Sunday, 6 February 2011

Choice of chemical sketchers now available within ChEMBL


There are a lot of excellent chemical sketchers available, and we have now implemented a choice of three within the ChEMBL interface - JME Molecular Editor, Jdraw and MarvinSketch. These three were the three most requested chemical drawing packages, but if there is demand for more please feel free to suggest additional ones.

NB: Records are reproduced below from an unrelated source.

PR #2461, opened 2018-07-27
HHH-7318 Hibernate incorrecly registers BIGINT as corresponding to Java's BigInteger type.

yrodiere:
https://hibernate.atlassian.net//browse/HHH-7318

The fix was trivial, though testing it was not (result type auto-discovery behaves quite differently depending on the underlying database).

I'm a bit worried about the fix, to be honest:

* The backward incompatibility is obvious: where users would previously get a `BigInteger`, they will now get a `Long`. We might be ok with that (because it's a bugfix) or not (because this bug has been around for a long, long time).
* While most databases ([PostgreSQL](https://www.postgresql.org/docs/8.2/static/datatype-numeric.html), [SQL Server](https://docs.microsoft.com/en-us/sql/t-sql/data-types/int-bigint-smallint-and-tinyint-transact-sql?view=sql-server-2017), [MySQL](https://dev.mysql.com/doc/refman/5.7/en/integer-types.html)) indeed store the equivalent of `java.lang.Long` (integer ranging from `-2^63` to `2^63-1`) into the `BIGINT` SQL type, there are exceptions:
  * MySQL allows using the `BIGINT UNSIGNED` type, which allows to store  `0` to `2^64-1`. This could be a problem in legacy schemas that were not desgined to fit the schema generated by Hibernate ORM exactly. However, we already have the same problem for `TINYINT`, `SMALLINT`, `INTEGER`, so I guess it's not such a big deal. See https://dev.mysql.com/doc/refman/5.7/en/integer-types.html
  * Oracle internally only uses a `NUMBER(precision, scale)` datatype for all integer types, so I'm not sure how the JDBC driver (which is obviously closed-source) will report the type of integer columns. I spent more than an hour trying to make our build work with Oracle locally and I couldn't, so I gave up. I guess CI will tell us.

Maybe this change would be better suited for 5.4, or even 6.0?

### DIFF
--- a/hibernate-core/src/main/java/org/hibernate/dialect/Dialect.java
+++ b/hibernate-core/src/main/java/org/hibernate/dialect/Dialect.java
@@ -213,7 +213,7 @@ public abstract class Dialect implements ConversionContext {
 		registerColumnType( Types.NCLOB, "nclob" );
 
 		// register hibernate types for default use in scalar sqlquery type auto detection
-		registerHibernateType( Types.BIGINT, StandardBasicTypes.BIG_INTEGER.getName() );
+		registerHibernateType( Types.BIGINT, StandardBasicTypes.LONG.getName() );
 		registerHibernateType( Types.BINARY, StandardBasicTypes.BINARY.getName() );
 		registerHibernateType( Types.BIT, StandardBasicTypes.BOOLEAN.getName() );
 		registerHibernateType( Types.BOOLEAN, StandardBasicTypes.BOOLEAN.getName() );
--- a/hibernate-core/src/test/java/org/hibernate/jpa/test/query/NativeQueryResultTypeAutoDiscoveryTest.java
+++ b/hibernate-core/src/test/java/org/hibernate/jpa/test/query/NativeQueryResultTypeAutoDiscoveryTest.java
@@ -1,0 +1,596 @@
+/*
+ * Hibernate, Relational Persistence for Idiomatic Java
+ *
+ * License: GNU Lesser General Public License (LGPL), version 2.1 or later.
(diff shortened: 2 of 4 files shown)


sebersole:
I'll look at this from the perspective of changing it in 6.0.  I do not think this is something we want to change prior to 6.

sebersole:
Actually I saw that Gavin had already made this change in his Dialect work.  I'll apply your test however

hibernate-core/src/main/java/org/hibernate/dialect/Dialect.java
```diff
@@ -213,7 +213,7 @@ protected Dialect() {
 		registerColumnType( Types.NCLOB, "nclob" );
 
 		// register hibernate types for default use in scalar sqlquery type auto detection
-		registerHibernateType( Types.BIGINT, StandardBasicTypes.BIG_INTEGER.getName() );
+		registerHibernateType( Types.BIGINT, StandardBasicTypes.LONG.getName() );
 		registerHibernateType( Types.BINARY, StandardBasicTypes.BINARY.getName() );
```
NathanQingyangXu: Just found the above change has been done in v6 by @gavinking already

sebersole:
As mentioned, the functional change here was already handled by a PR from @gavinking - I basically just took his src/main changes and applied your test addition and changes on top.

Those tests all fail for "unrelated" reasons - mainly support for NativeQuery and import.sql handling not yet being implemented. I created a new follow-up PR (#3304) that moves these tests to the new package structure which actually runs them as part of the build.  These tests fail for the mentioned reason, so for the time being that should be considered a "draft" PR

lbenedetto:
Shouldn't this change be documented in the migration guide?

PR #2462, opened 2018-07-27
[HHH-12863] SchemaUpdateTest should be skipped with Sybase

simkam:
https://hibernate.atlassian.net/browse/HHH-12863


gsmet:
Merged, thanks!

Please consider this multi-sketcher capability as still in a test phase, and please report any problems you find.

Saturday, 5 February 2011

ChEMBL web pages in Japanese


ChEMBL is now available in a Japanese language form (to access this, just click on the appropriate flag at the top right of the ChEMBL home page).

Tuesday, 1 February 2011

Conference: Joint Sino-UK Protein Symposium, Shanghai, May 5-7 2011


I have been invited to speak at the Biochemical Society and Chinese Protein Society Joint Sino-UK Protein Symposium being held on the 5th to 7th of May at Shanghai University, China. Some excellent speakers on the agenda, including David Stuart, David Barford, Guy Dodson, and Zhang Youshang. Immunizations and visa office here I come!